To do »
The full listing should be reproduced exactly as it appears.

Dataset content »
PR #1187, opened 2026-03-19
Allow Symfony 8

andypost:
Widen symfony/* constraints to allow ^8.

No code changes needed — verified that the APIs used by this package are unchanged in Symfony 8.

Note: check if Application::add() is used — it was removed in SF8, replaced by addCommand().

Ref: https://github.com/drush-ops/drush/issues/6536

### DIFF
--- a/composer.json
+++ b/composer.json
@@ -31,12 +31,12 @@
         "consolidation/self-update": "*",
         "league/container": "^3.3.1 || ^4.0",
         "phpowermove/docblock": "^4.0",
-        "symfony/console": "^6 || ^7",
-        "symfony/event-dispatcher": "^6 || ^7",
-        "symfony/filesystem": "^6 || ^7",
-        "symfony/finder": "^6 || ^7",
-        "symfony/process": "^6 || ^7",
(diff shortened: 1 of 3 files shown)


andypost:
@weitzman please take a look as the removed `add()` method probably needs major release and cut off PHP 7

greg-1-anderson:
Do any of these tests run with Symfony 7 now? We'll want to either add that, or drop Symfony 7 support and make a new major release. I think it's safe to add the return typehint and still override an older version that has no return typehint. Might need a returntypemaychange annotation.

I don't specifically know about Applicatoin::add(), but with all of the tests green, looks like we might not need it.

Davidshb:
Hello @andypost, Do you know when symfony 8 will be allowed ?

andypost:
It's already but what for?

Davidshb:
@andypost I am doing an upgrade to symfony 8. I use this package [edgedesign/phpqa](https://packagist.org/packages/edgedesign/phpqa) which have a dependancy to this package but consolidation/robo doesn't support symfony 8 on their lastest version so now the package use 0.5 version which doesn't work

Solution to the exercise »
PR #1187, opened 2026-03-19
Allow Symfony 8

andypost:
Widen symfony/* constraints to allow ^8.

No code changes needed — verified that the APIs used by this package are unchanged in Symfony 8.

Note: check if Application::add() is used — it was removed in SF8, replaced by addCommand().

Ref: https://github.com/drush-ops/drush/issues/6536

### DIFF
--- a/composer.json
+++ b/composer.json
@@ -31,12 +31,12 @@
         "consolidation/self-update": "*",
         "league/container": "^3.3.1 || ^4.0",
         "phpowermove/docblock": "^4.0",
-        "symfony/console": "^6 || ^7",
-        "symfony/event-dispatcher": "^6 || ^7",
-        "symfony/filesystem": "^6 || ^7",
-        "symfony/finder": "^6 || ^7",
-        "symfony/process": "^6 || ^7",
(diff shortened: 1 of 3 files shown)


andypost:
@weitzman please take a look as the removed `add()` method probably needs major release and cut off PHP 7

greg-1-anderson:
Do any of these tests run with Symfony 7 now? We'll want to either add that, or drop Symfony 7 support and make a new major release. I think it's safe to add the return typehint and still override an older version that has no return typehint. Might need a returntypemaychange annotation.

I don't specifically know about Applicatoin::add(), but with all of the tests green, looks like we might not need it.

Davidshb:
Hello @andypost, Do you know when symfony 8 will be allowed ?

andypost:
It's already but what for?

Davidshb:
@andypost I am doing an upgrade to symfony 8. I use this package [edgedesign/phpqa](https://packagist.org/packages/edgedesign/phpqa) which have a dependancy to this package but consolidation/robo doesn't support symfony 8 on their lastest version so now the package use 0.5 version which doesn't work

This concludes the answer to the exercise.